Against this backdrop, we believe 2025 will see ongoing growth across several areas of healthcare and life sciences, and we're excited for the opportunities to come. See our perspectives on the overall M&A and private capital markets.
Healthcare & Life Sciences: A Growing Need
Despite some pockets of softness in 2024, many healthcare and life sciences segments are performing well. Investors continue to prioritize multiple areas of the industry, including those that offer high-quality, differentiated businesses with long-term demand drivers, defensible market positions, nondiscretionary demand, and recurring revenue.
Heading into 2025, our senior professionals are excited to see the industry gain M&A momentum. Below, we share the trends behind this activity, key areas particularly well positioned for success, and recent clients that exemplify the industry's investment potential.
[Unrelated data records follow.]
PR #2150, opened 2024-09-16
theme: finish titleLayout implementation

johanmalm:
Change Openbox style `WLIMC` syntax to `menu:title:minimize,maximize,close` as was agreed when PR #2088 was merged.

Ref:
- https://github.com/labwc/labwc/pull/2088#issuecomment-2295730704

Cc: @xi

### DIFF
--- a/docs/labwc-config.5.scd
+++ b/docs/labwc-config.5.scd
@@ -437,19 +437,24 @@ extending outward from the snapped edge.
 *<theme><name>*
 	The name of the Openbox theme to use. It is not set by default.
 
-*<theme><titleLayout>*
+*<theme><titlebar><layout>*
 	Selection and order of buttons in a window's titlebar.
-	The following letters can be used, each only once:
-	- L: window label (aka. title)
-	- |: empty space (can be used instead of a title)
-	- W: window menu
-	- I: iconify
-	- M: maximize toggle
-	- C: close
-	- S: shade toggle
-	- D: all-desktops toggle
+	The following identifiers can be used, each only once:
+	- 'menu': window menu
+	- 'iconify': iconify
+	- 'max': maximize toggle
+	- 'close': close
+	- 'shade': shade toggle
+	- 'desk': all-desktops toggle
 
-	Example: WLIMC
+	A colon deliminator is used to separate buttons on the left and right,
+	whereas commas are used to separate items within a section. It is
+	mandatory to use one colon.
+
+	Default: menu:iconify,max,close
+
+*<theme><titlebar><showTitle>* [yes|no]
+	Show the window title in the titlebar. Default is yes.
 
 *<theme><cornerRadius>*
 	The radius of server side decoration top corners. Default is 8.
--- a/src/config/rcxml.c
+++ b/src/config/rcxml.c
@@ -119,61 +119,139 @@ parse_window_type(const char *type)
 	}
 }
 
+/*
+ * Openbox/labwc comparison
+ *
+ * Instead of openbox's <titleLayout>WLIMC</title> we use
+ *
+ *     <titlebar>
+ *       <layout>menu:iconfiy,max,close</layout>
+ *       <showTitle>yes|no</showTitle>
+ *     </titlebar>
+ *
+ * ...using the icon names (like iconify.xbm) without the file extension for the
+ * identifier.
+ *
+ * labwc        openbox     description
+ * -----        -------     -----------
+ * menu         W           Open window menu (client-menu)
+ * iconfiy      I           Iconify (aka minimize)
+ * max          M           Maximize toggle
+ * close        C           Close
+ * shade        S           Shade toggle
+ * desk         D           All-desktops toggle (aka omnipresent)
+ */
 static void
-fill_title_layout(char *nodename, char *content)
+fill_section(const char *content, struct wl_list *list)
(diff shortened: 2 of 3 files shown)


johanmalm:
@tokyo4j @ahesford @jlindgren90 - would one of you fancy a code review of this PR?

docs/labwc-config.5.scd
```diff
@@ -439,17 +439,30 @@ extending outward from the snapped edge.
...
+	section, whereas buttons are only allowed in the left/right sections.
+	However, the title can be right/center/left aligned by setting
+	'window.title.text.justify' in themerc.
+	The underlying behavior is consistent with Openbox and the `titleLayout`
+	syntax deviation is simply a superficial one in the interest of being
+	more verbose and understandable, for example:
+	'menu:title:maximize,minimize,close' is the equivalent of 'WLIMC'.
+	The two colons are manadatory.
+
+	Example: menu:title:shade,alldesktops,minimize,maximize,close
```
tokyo4j, line 465: I suggest showing the default value rather than an example.

```suggestion
	Default is 'menu:title:minimize,maximize,close'.
```

ahesford:
I didn't join the original conversation, but I don't really like this syntax. Only honoring "title" in the center position is both confusing and redundant; if the title is only valid in the center, then the title *is* the separator, and the "title" keyword should just be eliminated. In other words,

    left1,left2,left3:right1,right2

is sufficient to describe the entire state.

If we want to allow a blank space (as we do now, but why?), we could, for example, use ":" for the title separator and something else (like "_") to mean "separate with blank space instead". Either of these is a bit easier and cleaner to validate, because we can just check that there is only a single separator in the string.

 Even better might be a more descriptive configuration, for example

    <leftButtons>...</leftButtons>
    <rightButtons>...</rightButtons>
    <blankTitle>yes|no</blankTitle>

johanmalm:
Thanks both for taking a look. 

Regarding the syntax, @Consolatis and I have had a couple of lengthy discussions on IRC... and got to a compromise as PR is written. I take your points though. 

Let's tease the syntax a bit further.

Could do something like:

```xml
<theme>
  <titlebar>
    <layout>left1,left2:right1,right2</layout>
    <showTitle>yes|no</showTitle>
  </titlebar>
</theme>
```

We're deviating from openbox anyway, so don't have to stick with `titleLayout`.

ahesford:
I think your alternative is clean and readable.

jlindgren90:
I can't do a detailed review right now, but I trust the other reviewers who have already looked at it :)

No opinion on syntax since I always use the default layout.

tokyo4j:
(Sorry for late reply. Now I returned from 2-week intern and hopefully I'll have more free time from today)

Although I don't have a strong preference in here, I slightly prefer the alternative configuration (with `<titlebar><layout>` and `<titlebar><showTitle>`). Also from the developer's perspective, I guess the alternative configuration is easier to work with.

Another thing I'm wondering is the button names. For example, we have `Iconify` action and `iconify.{png,svg,xbm}`, but use the term `minimize` only in the documentation. I personally prefer to align the names with the icon file names (`max`,`iconify`,`close`,`menu`,`desk`,`shade`)

johanmalm:
> with the icon file names (max,iconify,close,menu,desk,shade)

Good point. That would indeed be more consistent, and just as readable.

I'll do a fixup to that effect.

```xml
<theme>
  <titlebar>
    <layout>menu:iconify,max,close</layout>
    <showTitle>yes|no</showTitle>
  </titlebar>
</theme>
```

johanmalm:
Okay, ready for final review.
If anyone could give me an `LGTM` I'll merge :smile:

src/config/rcxml.c
```diff
@@ -119,61 +119,145 @@ parse_window_type(const char *type)
...
+
+	/*
+	 * The string typically looks like: 'menu:iconfiy,max,close' so we
+	 * replace colons with commas and then split on commas to get a simple
+	 * string list of all the identifiers.
+	 */
+	while ((p = strchr(s, ':'))) {
+		*p = ',';
+	}
+	gchar **idents = g_strsplit(s, ",", -1);
```
tokyo4j, line 203: I think `g_strsplit_set()` can be used here to split a string with multiple delimiters.

tokyo4j:
LGTM other than my small suggestion. Thank you for working on this!

src/config/rcxml.c
johanmalm: Nice. Didn't know about that one. Done.

jp7677:
After adjusting my settings to the new syntax, I saw that `<titlebar layout=":menu,iconify,max,close" />` hides the title, I need to explicitly add it with `<titlebar layout=":menu,iconify,max,close" showTitle="yes" />`. Omitting the `titlebar` element completely also hides the title, so looks like the implemented default acts as `no` instead of `yes`.

johanmalm:
> After adjusting my settings to the new syntax, I saw that `<titlebar layout=":menu,iconify,max,close" />` hides the title, I need to explicitly add it with `<titlebar layout=":menu,iconify,max,close" showTitle="yes" />`. Omitting the `titlebar` element completely also hides the title, so looks like the implemented default acts as `no` instead of `yes`.

Thanks for catching. Fixed with #2179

Medical Products & Devices: Ubiquitous and Critical
Medical products and devices are ubiquitous across the healthcare system, playing critical roles in many different types of care. In this large global market, investors can create value by helping smaller businesses increase commercial penetration, expand product and portfolio breadth, and optimize both owned and outsourced manufacturing.
The market encompasses many exciting categories with a range of ways to participate. From consumables and highly sophisticated devices to contract manufacturing organizations and other outsourced services to the medical products and devices landscape, the sector holds strong investment opportunities.
Within consumables, recent Harris Williams clients Irrimax and EHOB are prime examples of the sector's potential for innovative businesses and their investors. Irrimax is a leading infection control specialist while EHOB is a best-in-class provider of pressure injury prevention solutions.
And throughout the medical device contract manufacturing organization (CMO) subsector, growth will continue as original equipment manufacturers (OEMs) focus more on their core competencies and new product development, leading to an expanding need for outsourced development, pre-production, manufacturing, and post-production services. The most sought-after CMOs are providing these capabilities from concept to finished goods and partnering with OEMs for their most complex products. Exemplifying these characteristics is TEAM Technologies, Inc., which offers end-to-end outsourced design and manufacturing services to medical device and pharmaceutical OEMs, with a growing specialty in advanced medical devices that are critical to the healthcare system. Harris Williams advised Arlington Capital Partners on their acquisition of TEAM Technologies.
HCIT: Expanding Challenges, Accelerating Adoption
Demand is growing for a wide range of HCIT solutions as healthcare organizations focus on delivering higher-quality health outcomes, lower costs, a better patient experience, improved clinician well-being, and health equity. Adopting these solutions is essential to achieving those goals, and we expect investor interest to remain strong.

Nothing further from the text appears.